> _AIM OF THE TASK_: From the top of the records below down to the line containing "confusing to debug.~", reproduce every line exactly.

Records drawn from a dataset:
PR #344, opened 2022-01-05
Set ordered names for guest devices

### LINKED ISSUE #340: Set ordered names for guest devices
~We default the metadata device to `mds0`, yet firecracker seems to do what it wants and always creates it as `eth0`. Rude.~

~So we should either:~
- ~Find out why/where we are being ignored and stop it, or~
- ~Just give in and use set `eth0` (we would then have to ensure that none of the other network interfaces use `eth0`)~

~This is not causing a problem that we can see just yet, but it may in the future and it is confusing to debug.~

Update: this is by design https://weaveworks.slack.com/archives/C01SYJ779SR/p1641379724304500

yitsushi:

* We will rely on the order specified in the incoming grpc request and
  the fact that serialization in go shouldn't change the order
* We will update flintlock docs to say that if you care about the order
  of your network interfaces then you must specify them in the order
  from eth1,eth2,ethX
* MMDS device is the first (eth0)

> There is no relation between the numbering of the /network-interface
> API calls and the number of the network interface in the guest. Rather,
> it is usually the order of network interface creation that determines
> the number in the guest (but this depends on the distribution).
>
> For example, when you create two network interfaces by calling
> /network-interfaces/1 and then /network-interfaces/0, it may result in
> this mapping:
>
>    /network-interfaces/1 -> eth0
>    /network-interfaces/0 -> eth1

Source: https://github.com/firecracker-microvm/firecracker/blob/83ec483d4254936e1e2fd4adfe94761611a74a93/FAQ.md#how-does-network-interface-numbering-work

Fixes #340

**Checklist**:

- [ ] includes documentation
- [ ] adds unit tests


api/types/microvm.proto
```diff
@@ -91,8 +93,9 @@ message NetworkInterface {
     // TAP represents a network interface that is a tap.
     TAP = 1;
   }
-  // GuestDeviceName is the name of the network interface to create in the microvm.
-  string guest_device_name = 1;
+  // DeviceID is the ID of the interface. There is no relation between the ID
+  // and the name of the iterface device on the quest machine.
```
Callisto13, line 97:
```suggestion
  // and the name of the interface device on the quest machine.
```

api/types/microvm.proto
```diff
@@ -46,6 +46,8 @@ message MicroVMSpec {
   repeated Volume additional_volumes = 9;
 
   // Interfaces specifies the network interfaces to be attached to the microvm.
+  // Device names on the guest machine are determines by the order defined in
```
Callisto13, line 49:
```suggestion
  // Device names on the guest machine are determined by the order defined in
```

Callisto13 (approved):
2 tiny typos but otherwise lgtm

Callisto13 (dismissed):

Callisto13:
actually you'll probably also need to regenerate something after changing those comments

Callisto13 (approved):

> _RESULT OF THE TASK_:
PR #344, opened 2022-01-05
Set ordered names for guest devices

### LINKED ISSUE #340: Set ordered names for guest devices
~We default the metadata device to `mds0`, yet firecracker seems to do what it wants and always creates it as `eth0`. Rude.~

~So we should either:~
- ~Find out why/where we are being ignored and stop it, or~
- ~Just give in and use set `eth0` (we would then have to ensure that none of the other network interfaces use `eth0`)~

~This is not causing a problem that we can see just yet, but it may in the future and it is confusing to debug.~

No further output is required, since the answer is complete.